### WORK INSTRUCTION
Find the word "opened" in the records below. List each line containing it.

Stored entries

════════

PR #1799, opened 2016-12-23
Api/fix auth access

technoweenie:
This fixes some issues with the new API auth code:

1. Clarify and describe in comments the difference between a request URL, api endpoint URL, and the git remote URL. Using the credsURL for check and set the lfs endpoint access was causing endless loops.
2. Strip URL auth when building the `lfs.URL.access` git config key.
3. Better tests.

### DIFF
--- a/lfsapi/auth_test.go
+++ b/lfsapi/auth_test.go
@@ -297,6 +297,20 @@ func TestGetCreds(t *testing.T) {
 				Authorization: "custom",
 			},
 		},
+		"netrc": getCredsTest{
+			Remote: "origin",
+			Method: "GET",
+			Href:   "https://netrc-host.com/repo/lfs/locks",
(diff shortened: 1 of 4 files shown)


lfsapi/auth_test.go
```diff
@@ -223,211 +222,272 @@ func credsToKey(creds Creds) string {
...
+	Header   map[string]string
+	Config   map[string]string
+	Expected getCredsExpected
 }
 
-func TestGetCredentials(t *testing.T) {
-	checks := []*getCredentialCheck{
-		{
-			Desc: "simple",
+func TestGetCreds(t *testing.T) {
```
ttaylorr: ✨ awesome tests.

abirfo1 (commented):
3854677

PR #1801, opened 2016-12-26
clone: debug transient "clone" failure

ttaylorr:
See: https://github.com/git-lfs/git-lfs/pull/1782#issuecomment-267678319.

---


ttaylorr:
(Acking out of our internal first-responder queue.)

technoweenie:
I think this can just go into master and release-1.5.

════════

### ANSWER TO THE EXERCISE
PR #1799, opened 2016-12-23
PR #1801, opened 2016-12-26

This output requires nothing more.